Ирина В., PR-менеджер фриланс, ответственная за PR-поддержку и организацию мероприятий конкурса «Aristo Style of the Moment».
He знаю, поможет ли вам мой рассказ понять, что произошло. Как-то раз, во время фотосессии в его студии, этот психопат заявил, что сможет заставить меня заплакать два раза подряд, — просто расскажет мне одну историю, и все. Он хотел, чтобы у меня заблестели глаза, так картинка получается чувственнее. Я сказала, пусть попробует.

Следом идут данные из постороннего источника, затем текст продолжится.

PR #3669, opened 2018-12-30
Fix diff-widget undefined attributes bug

Lioric:
Calling diff_main method with undefined parameters throws a (uncaught) "Null input" error.
This patch adds default values to the widget "source" and "dst" attributes so the diff method don't throw an error when widget attributes are not defined or their value is not an string object (undefined).

The default value string has been selected to help identifying the error when there is a syntax error in the widget argument names or their value is undefined. You might want to change it as you see fit.

### DIFF
--- a/core/modules/widgets/diff-text.js
+++ b/core/modules/widgets/diff-text.js
@@ -39,7 +39,7 @@ DiffTextWidget.prototype.render = function(parent,nextSibling) {
 	this.execute();
 	// Create the diff
 	var dmpObject = new dmp.diff_match_patch(),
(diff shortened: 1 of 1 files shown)


Lioric:
Hi @Jermolene 

In the first version of this patch (adf72e3), the second argument of widget.getAttribute() method was used, but later I found that it was still causing a NullInput error on some corner cases. That is the reason for the change in the second version of the patch (ef21c57). Right now I don't remember the exact conditions that still caused the error when used with widget.getAttribute() second parameter.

— Представь себе, — начал он, — белого медвежонка на льдине. Он весело прыгает вокруг своей матери, но внезапно в нее стреляет охотник. Мама-медведица шатается и заваливается на бок, по ее белоснежной шерсти расползается круглое алое пятно. Она рычит от боли. А медвежонок ничего не замечает, он продолжает резвиться, пока не понимает вдруг, что его мама лежит неподвижно. Поначалу ему кажется, что она спит. Он пихает ее, покусывает ей морду, обнюхивает закрытые глаза. Пытается поднять ей лапу, сначала одну, потом другую, но они тяжело падают в красный липкий снег. Тщетно пробует он ее разбудить. Проходит десять, двадцать, тридцать минут. В конце концов детеныш догадывается, что она умерла. Он принимается стонать, поначалу хрипло, тихонько, словно обиженный ребенок, потом кричит, ревет, воет на луну. Попробуй вообразить себе, как медвежонок, стоя в луже крови, понимает, что остался один на свете, и испускает нечеловеческие крики или, наоборот, человеческие, что еще хуже для животного.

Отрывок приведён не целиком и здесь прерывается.